テレンス・マリックが初めて実在の人物を描いた『名もなき生涯』を公開初日に観てきた。なにしろ殉教者としてカトリック教会により列福された人物であるから、いい加減な作り方は出来なかったんだろうが、本編だけで175分に及ぶ長尺、しかもオーストリアの寒村を舞台にしたヒューマンドラマとあってはなかなか意を決して臨まないと席につけない感じ。 フランツ・イェーガーシュテッターという一人の農夫の生涯 を淡々と描ききっている。

 この人は第二次世界大戦中に良心的兵役拒否を行ったという人らしい。ほとんど注目されてはいなかったが、1964年、アメリカの社会学者ゴードン・ザーンが伝記を発表し、1968年に修道士で高名な平和活動家であるトマス・マートンの著作で取り上げられたことから世間の耳目を集め始めたらしい。折しもモハメド・アリが良心的兵役拒否で裁判にかけられチャンピオンベルトを剥奪されたのが67年。ヴェトナム戦争への米国民の支持率が急降下する時期と符合している。
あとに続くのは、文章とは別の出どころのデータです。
PR #1665, opened 2016-09-27
Apply verbose to ants command if terminal output is sat

Danielhiversen:
The antsRegistration command need --verbose 1 to give a terminal output.
So the terminal_output parameter is currently not working.
This PR will add --verbose 1 as a parameter if terminal_output is sat to 'stream', 'allatonce' or 'file'.

The tests are not updated yet

### DIFF
--- a/nipype/interfaces/ants/registration.py
+++ b/nipype/interfaces/ants/registration.py
@@ -216,6 +216,14 @@ class ANTS(ANTSCommand):
 
 
 class RegistrationInputSpec(ANTSCommandInputSpec):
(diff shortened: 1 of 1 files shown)


blakedewey:
@Danielhiversen This is something I have wanted but not had time to implement. It was left off a PR of mine some time ago because it would require version checking antsRegistration to ensure that the --verbose option is available. If you would like to do this please feel free.

Danielhiversen:
@blakedewey That is why I closed the PR. I am not sure how I should check if the antsRegistration version supports verbose?

PR #1669, opened 2016-10-04
fix: afni retroicor

mgxd:
make out_file optional, check if at least one of resp or card are defined, vim presets updated


oesteban:
Please merge with upstream/master, the download problem has been after your last commit. Thanks!

PR #1671, opened 2016-10-05
[FIX] Minor errors after migration to setuptools

### LINKED ISSUE #1670: nipype nosetests documentation broken
either we have to ask everyone to do their tests using docker containers, or we need to ensure the relevant nose components are present. for @djarecka and myself running the tests with instructions in the docs gave unicode errors.

a `pip install doctest-ignore-unicode` fixed the issue. based on our new setup.py perhaps we should update the install docs.

i've asked @djarecka to look into py.test conversion and support as part of her learning nipype.

oesteban:
- [x] Fixes #1670
- [x] Make sure matplotlib default backend is Agg in docker images
- [x] Do not use ```nipype.testing.assert_equal``` in ```nipype.interfaces.utility```
- [x] update new fsl_course_data link in docs


oesteban:
I am also going to use OSF for hosting the test data files, since google drive is shutting down the api for direct downloads.

oesteban:
@satra - please check these little changes and merge if ok

satra:
@oesteban - we should update the test command in the install docs as well. i can merge it right after that change since i know the tests pass. next up will be fixing doc building on readthedocs. we may need two separate requirements files.

oesteban:
@satra - I updated the makefile so that it runs the appropriate test command and also updated the documentation.

PR #1673, opened 2016-10-05
ENH: resets commandline arguments to default if set to Undefined

ellisdg:
This PR modifies the _parse_args method of the CommandLine class so that arguments are set to their default value if they were previously set to Undefined. This could be helpful when an upstream node passes an Undefined output to a CommandLine node input that has a default value. In nipype, as it stands now, the default value would be overwritten by the Undefined output from the upstream node. With this PR, the _parse_args method would realize that the input has been set to Undefined and then set that input back to its default value.

On the other hand, if the feature of being able to set arguments with a default value to Undefined is desired, this PR is a bad idea.


blakedewey:
This would save me a lot of hacking! I like it.

effigies:
So I'm in a position where it may actually be useful to disable an input, but there are undoubtedly scripts that depend on the implicit behavior encoded in nipype's choice of defaults. That said, it seems like reasonable behavior to have a connected port and assume that pushing `Undefined` is the same as not connecting.

How about this approach:

```Python
class _Disabled(_Undefined):
    _obj = None
    def __new__(cls):
        if cls._obj is None:
            cls._obj = object.__new__(cls)
        return cls._obj

Disabled = _Disabled()

def isdisabled(obj):
    return isinstance(obj, _Disabled)
```

Then:

```Python
>>> Disabled is Undefined
False
>>> (isdefined(Disabled), isdisabled(Disabled))
(False, True)
>>> (isdefined(Undefined), isdisabled(Undefined))
(False, False)
```

Then we could modify your check to:

```Python
if spec.usedefault and not isdisabled(value):
```

Alternately, we could turn it around and keep *all* existing behavior and create a `_Default` subclass of `_Undefined`, which would have the behavior you want.

satra:
question: how do we distinguish between intentional and non-intentional `Undefined`? so if i used Nipype to set a list of `iterables` such as `[Undefined, 1, 2, 3]` for a parameter that has a default value, is the expectation that the `Undefined` setting resets to default or not?

practically, we can do this using an execution configuration flag in the set_input function for a node. if the value that is being set is `Undefined`,  then skip  and do not set the corresponding input. also since config options can be global or node specific, this can be turned on/off on specific nodes.

ps. in the upcoming move from traits to traitlets (@djarecka is working on it), there is no semantically equivalent `Undefined` in traitlets. Instead we will be using None to indicate a value has not been set. but the same issue as raised here will come up there as well.

effigies:
I agree that we need to distinguish those, which is what my comment was trying to address with a special value which could have alternative semantics.

But assuming we want to distinguish them, I think the pertinent question becomes "What do I mean when I intentionally undefine?" And I think this has to be answered (at least by default) with what nipype has historically done when I purposely set `Undefined`, because we can't know what behavior people have come to depend on. So in the case of the traitlets approach, `None` will need to continue to override defaults.

That said, I think there is value in a separate special value that means "Use the default value even though this port is connected." But is there any way to create such a value in traitlets that won't trip the type constraints? Failing that, a per-node configuration flag for how to interpret `None` seems reasonable.

effigies:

 本国のオーストリアでTV映画化されたのが71年、つまり、ヴェトナム戦争に対する反戦活動が高まった時期に良心的兵役拒否の先達として脚光を浴び始めたってことだろう。

 1994年にはマサチューセッツ州の平和主義者記念館に良心的兵役拒否に関する彼の言葉を載せた青銅製の銘板が掲げられ、97年にベルリン地方裁判所によって死刑判決が取り消されている。こうした動きのなかで2007年に徳と聖性に優れた聖者に次ぐ福者に列せられることになった。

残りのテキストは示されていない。